**EXERCISE PROMPT**
Within the listing below, locate all lines containing the word "added". Copy each one.

··· DATA TO USE ···

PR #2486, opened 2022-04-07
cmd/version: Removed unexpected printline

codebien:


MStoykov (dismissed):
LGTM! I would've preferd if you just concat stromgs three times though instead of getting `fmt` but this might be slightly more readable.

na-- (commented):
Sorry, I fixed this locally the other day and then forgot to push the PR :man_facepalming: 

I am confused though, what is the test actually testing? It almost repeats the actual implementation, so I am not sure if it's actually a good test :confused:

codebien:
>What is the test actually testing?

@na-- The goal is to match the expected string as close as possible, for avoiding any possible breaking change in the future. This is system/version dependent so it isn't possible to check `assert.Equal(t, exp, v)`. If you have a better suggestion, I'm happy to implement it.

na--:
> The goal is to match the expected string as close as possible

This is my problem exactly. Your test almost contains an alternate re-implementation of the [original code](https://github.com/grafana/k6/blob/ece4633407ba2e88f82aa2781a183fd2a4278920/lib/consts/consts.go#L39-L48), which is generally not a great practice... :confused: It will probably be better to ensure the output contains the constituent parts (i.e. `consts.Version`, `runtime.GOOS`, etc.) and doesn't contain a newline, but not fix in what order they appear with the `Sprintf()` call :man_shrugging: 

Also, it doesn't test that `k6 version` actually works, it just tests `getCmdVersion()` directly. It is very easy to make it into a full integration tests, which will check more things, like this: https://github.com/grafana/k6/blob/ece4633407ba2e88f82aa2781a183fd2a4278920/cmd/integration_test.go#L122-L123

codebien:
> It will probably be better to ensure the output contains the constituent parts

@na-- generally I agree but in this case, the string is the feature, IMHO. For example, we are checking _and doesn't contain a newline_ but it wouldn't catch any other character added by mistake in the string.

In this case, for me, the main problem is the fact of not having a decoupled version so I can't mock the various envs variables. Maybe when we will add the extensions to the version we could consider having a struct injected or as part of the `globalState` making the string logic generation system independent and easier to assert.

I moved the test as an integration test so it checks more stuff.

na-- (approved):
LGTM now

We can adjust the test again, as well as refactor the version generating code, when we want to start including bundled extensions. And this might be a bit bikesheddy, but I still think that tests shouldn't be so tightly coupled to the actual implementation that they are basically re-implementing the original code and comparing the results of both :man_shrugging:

···
··· DATA TO USE ···

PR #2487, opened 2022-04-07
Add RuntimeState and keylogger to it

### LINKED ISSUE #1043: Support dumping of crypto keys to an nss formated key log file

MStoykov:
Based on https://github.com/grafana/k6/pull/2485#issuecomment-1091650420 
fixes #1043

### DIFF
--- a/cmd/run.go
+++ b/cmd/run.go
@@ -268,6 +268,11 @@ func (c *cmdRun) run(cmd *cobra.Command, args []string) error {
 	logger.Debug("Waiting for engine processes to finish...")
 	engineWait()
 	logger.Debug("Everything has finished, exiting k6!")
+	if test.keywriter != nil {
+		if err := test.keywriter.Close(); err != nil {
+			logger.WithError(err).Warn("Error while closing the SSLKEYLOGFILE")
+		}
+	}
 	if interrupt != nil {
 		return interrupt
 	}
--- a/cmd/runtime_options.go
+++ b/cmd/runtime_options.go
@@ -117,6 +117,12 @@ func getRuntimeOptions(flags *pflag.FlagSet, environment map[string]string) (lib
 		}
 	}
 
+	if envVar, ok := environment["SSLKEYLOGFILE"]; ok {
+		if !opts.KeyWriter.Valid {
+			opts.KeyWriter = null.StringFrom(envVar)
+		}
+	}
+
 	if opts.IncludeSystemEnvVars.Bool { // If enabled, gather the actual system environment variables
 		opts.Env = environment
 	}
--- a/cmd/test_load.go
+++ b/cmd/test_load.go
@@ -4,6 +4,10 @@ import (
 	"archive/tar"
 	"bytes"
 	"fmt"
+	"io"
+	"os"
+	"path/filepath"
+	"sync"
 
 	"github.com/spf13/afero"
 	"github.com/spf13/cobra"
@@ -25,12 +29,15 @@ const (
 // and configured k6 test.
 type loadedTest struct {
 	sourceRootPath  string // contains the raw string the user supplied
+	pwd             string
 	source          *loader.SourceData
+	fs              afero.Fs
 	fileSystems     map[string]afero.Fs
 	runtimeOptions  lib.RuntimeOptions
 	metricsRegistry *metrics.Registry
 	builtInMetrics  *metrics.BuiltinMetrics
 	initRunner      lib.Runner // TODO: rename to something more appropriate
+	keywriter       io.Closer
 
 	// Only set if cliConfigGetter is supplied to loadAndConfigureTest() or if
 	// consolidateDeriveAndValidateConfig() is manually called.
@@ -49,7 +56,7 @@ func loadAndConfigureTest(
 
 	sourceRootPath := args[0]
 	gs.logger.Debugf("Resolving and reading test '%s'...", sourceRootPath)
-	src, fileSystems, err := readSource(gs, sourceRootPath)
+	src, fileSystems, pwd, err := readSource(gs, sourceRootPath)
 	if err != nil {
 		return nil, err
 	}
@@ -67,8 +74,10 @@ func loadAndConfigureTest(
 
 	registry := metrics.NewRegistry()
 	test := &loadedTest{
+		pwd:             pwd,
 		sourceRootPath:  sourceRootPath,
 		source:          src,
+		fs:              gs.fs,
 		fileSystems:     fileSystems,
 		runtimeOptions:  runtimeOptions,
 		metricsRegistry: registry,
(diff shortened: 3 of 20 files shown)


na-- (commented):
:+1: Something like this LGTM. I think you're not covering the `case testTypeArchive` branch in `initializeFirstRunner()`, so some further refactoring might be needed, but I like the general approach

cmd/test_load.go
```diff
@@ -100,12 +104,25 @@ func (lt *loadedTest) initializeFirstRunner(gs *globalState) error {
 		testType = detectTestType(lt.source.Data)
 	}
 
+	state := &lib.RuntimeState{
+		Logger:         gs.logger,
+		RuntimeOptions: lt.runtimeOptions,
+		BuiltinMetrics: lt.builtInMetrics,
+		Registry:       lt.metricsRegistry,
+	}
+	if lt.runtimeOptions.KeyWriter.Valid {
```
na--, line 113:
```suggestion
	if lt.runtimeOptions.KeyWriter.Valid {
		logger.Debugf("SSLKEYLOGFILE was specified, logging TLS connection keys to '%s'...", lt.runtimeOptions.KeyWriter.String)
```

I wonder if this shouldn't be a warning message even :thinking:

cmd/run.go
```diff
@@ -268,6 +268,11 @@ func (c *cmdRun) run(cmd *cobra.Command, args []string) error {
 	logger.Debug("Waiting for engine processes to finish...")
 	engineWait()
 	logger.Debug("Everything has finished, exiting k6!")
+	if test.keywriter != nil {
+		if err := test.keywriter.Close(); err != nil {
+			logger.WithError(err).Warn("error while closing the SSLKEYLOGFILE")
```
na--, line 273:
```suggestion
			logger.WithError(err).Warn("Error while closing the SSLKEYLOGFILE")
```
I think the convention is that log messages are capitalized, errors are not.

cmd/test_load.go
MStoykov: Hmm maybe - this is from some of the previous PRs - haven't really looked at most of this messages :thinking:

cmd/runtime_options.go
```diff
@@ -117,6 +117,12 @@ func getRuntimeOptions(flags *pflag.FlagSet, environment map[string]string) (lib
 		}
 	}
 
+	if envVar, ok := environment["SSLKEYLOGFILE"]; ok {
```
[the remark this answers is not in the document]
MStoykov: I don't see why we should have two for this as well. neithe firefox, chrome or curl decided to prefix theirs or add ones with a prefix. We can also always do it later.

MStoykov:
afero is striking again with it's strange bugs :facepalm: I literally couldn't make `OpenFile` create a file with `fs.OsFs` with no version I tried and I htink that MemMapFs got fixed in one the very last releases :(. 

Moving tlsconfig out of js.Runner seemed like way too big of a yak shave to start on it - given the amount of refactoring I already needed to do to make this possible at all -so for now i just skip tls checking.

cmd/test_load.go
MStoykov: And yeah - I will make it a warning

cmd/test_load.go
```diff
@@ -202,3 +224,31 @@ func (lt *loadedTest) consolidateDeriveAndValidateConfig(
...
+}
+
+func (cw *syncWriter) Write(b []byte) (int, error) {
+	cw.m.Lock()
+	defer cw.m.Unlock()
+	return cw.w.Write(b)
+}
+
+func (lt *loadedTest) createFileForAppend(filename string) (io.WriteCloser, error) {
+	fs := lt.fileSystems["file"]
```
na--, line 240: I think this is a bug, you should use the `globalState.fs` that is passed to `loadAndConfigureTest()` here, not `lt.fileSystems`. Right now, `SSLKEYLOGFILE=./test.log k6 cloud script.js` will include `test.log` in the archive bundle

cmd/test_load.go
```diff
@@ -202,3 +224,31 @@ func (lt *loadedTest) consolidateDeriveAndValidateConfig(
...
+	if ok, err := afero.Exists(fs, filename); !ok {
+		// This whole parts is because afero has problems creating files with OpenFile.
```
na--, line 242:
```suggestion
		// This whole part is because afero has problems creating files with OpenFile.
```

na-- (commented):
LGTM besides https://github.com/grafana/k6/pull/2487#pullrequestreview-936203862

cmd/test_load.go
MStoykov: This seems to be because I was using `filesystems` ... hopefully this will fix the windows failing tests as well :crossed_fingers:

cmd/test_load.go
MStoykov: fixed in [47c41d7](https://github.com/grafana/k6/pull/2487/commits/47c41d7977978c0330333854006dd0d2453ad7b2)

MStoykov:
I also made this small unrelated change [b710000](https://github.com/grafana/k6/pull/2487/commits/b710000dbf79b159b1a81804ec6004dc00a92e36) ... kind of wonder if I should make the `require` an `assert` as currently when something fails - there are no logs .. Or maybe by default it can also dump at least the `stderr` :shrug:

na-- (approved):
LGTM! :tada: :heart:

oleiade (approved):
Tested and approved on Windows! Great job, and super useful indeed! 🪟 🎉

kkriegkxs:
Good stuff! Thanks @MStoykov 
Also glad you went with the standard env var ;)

···
··· DATA TO USE ···

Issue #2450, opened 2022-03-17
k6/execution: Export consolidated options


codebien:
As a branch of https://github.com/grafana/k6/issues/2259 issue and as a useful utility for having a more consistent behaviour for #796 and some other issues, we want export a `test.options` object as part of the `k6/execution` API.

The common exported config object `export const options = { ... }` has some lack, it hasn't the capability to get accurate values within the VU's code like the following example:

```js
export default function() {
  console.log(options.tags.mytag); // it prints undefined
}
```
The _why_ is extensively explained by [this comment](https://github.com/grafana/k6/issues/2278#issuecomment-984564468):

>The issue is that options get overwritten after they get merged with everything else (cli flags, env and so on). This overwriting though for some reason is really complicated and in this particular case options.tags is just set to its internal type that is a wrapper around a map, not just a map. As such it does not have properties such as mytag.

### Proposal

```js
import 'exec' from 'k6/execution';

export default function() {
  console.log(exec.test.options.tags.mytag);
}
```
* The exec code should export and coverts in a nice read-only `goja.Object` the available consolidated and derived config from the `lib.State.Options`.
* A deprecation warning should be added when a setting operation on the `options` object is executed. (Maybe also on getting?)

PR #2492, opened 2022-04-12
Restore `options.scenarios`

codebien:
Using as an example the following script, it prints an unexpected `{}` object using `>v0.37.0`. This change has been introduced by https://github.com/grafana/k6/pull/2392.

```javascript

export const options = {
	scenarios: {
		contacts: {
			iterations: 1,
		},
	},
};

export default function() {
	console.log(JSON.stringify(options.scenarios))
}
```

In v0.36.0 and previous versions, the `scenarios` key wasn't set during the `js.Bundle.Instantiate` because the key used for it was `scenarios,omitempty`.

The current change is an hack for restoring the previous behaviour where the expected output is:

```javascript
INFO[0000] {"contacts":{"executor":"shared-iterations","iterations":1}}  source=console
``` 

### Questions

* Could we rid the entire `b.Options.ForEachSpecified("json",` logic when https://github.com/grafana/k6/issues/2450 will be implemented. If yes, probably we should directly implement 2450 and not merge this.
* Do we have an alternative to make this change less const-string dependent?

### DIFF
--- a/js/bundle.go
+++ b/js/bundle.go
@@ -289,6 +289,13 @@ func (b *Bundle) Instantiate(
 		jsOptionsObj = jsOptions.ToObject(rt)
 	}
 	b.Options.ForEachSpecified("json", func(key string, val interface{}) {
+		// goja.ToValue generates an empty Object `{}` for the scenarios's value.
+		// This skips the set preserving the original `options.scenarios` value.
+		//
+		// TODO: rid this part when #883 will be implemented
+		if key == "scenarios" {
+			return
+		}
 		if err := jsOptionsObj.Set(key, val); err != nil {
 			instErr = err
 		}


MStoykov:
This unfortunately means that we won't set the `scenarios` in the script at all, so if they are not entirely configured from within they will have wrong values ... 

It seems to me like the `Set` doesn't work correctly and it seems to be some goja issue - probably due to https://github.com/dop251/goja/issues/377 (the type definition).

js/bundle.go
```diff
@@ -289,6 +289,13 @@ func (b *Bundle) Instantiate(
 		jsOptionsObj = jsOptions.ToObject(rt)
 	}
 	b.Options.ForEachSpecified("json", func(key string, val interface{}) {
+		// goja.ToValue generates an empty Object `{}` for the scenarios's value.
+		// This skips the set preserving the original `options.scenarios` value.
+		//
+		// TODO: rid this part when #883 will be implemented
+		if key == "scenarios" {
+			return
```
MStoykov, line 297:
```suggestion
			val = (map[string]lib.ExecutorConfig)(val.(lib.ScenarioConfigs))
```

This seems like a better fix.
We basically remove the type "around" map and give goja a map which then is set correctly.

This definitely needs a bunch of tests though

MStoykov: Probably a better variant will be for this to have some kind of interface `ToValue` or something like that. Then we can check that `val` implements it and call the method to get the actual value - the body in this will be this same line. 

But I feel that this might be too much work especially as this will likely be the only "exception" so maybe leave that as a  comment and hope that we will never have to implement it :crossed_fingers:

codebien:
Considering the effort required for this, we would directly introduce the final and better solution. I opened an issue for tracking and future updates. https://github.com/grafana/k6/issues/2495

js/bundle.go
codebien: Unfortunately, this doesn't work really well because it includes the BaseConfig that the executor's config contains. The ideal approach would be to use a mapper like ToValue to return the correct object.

···

**OUTPUT BELOW**
@na-- generally I agree but in this case, the string is the feature, IMHO. For example, we are checking _and doesn't contain a newline_ but it wouldn't catch any other character added by mistake in the string.
* A deprecation warning should be added when a setting operation on the `options` object is executed. (Maybe also on getting?)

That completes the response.